Board: ECS GeForce6100PM-M2
  CPU: AMD Athlon 64x2 dual core 4600+ 2,41 GHz
  RAM: 3,5 GB
 Grafikkarte: ATI Radeon HD 4650 - 1GB RAM
 OS: XP Pro, SP2

  Hoffe, das hilft.


----------



## Herbboy (27. September 2009)

sind denn alle treiber aktuell? board, grafik, sound? und windows? vlt. isses auch ein virenscanner schuld, manchmal sorgen die für probleme.


----------



## DaggettBeaver (27. September 2009)

Also, ich hab mal alles an Viren- und Spywareschutz deaktiviert, allerdings macht das offenbar keinen Unterschied. Übrigens muss ich nach einem missglückten Startversuch von DOOM 3 immer wieder den Computer neu starten, da DOOM 3 so kein weiters Mal irgendwie reagiert.

 Wegen der Treiber: Ich spiel grad F.E.A.R. und hab dabei keinerlei Probleme. Wie find ich denn raus, ob noch alle Treiber aktuell sind?


----------



## nikiburstr8x (27. September 2009)

habe das hier gefunden:



> *found DLL in pak file: E:\Doom3\base\game00.pk4/gamex86.dll
> copy gamex86.dll to E:\Doom3\base\gamex86.dll
> ********************
> ERROR: couldn't load game dynamic library*
> ...


 Quelle

 Einem User scheint's geholfen zu haben, give it a try! 

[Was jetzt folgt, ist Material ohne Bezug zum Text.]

PR #484, opened 2016-04-18
[Misc] Fix for wrong documentation

acotiuga:


xwiki-platform-core/xwiki-platform-oldcore/src/main/java/com/xpn/xwiki/api/XWiki.java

 Bei dir ist nur der Installationspfad anders, bitte beachten!
 Du musst also die gamex86.dll (von der CD / aus der pk4-Datei) in dieses Verzeichnis extrahieren:

*C:\Program Files\Doom 3\base\*


----------



## DaggettBeaver (27. September 2009)

Tja, die DLL _gamex86.dll_  ist aber in betreffendem Verzeichnis schon drin.


----------



## nikiburstr8x (27. September 2009)

DaggettBeaver schrieb:


> Tja, die DLL _gamex86.dll_ ist aber in betreffendem Verzeichnis schon drin.


   Du sollst sie ja auch überschreiben, afaik - die gamex86.dll ist möglicherweise defekt. Extrahiere die Datei aus der pk4-Datei und überschreib sie mit der alten.


----------



## DaggettBeaver (27. September 2009)

Hab ich gemacht   . Vielleicht gibt es mehrere davon, und ich hab die falsche erwischt...


----------



## nikiburstr8x (28. September 2009)

DaggettBeaver schrieb:


> Hab ich gemacht   . Vielleicht gibt es mehrere davon, und ich hab die falsche erwischt...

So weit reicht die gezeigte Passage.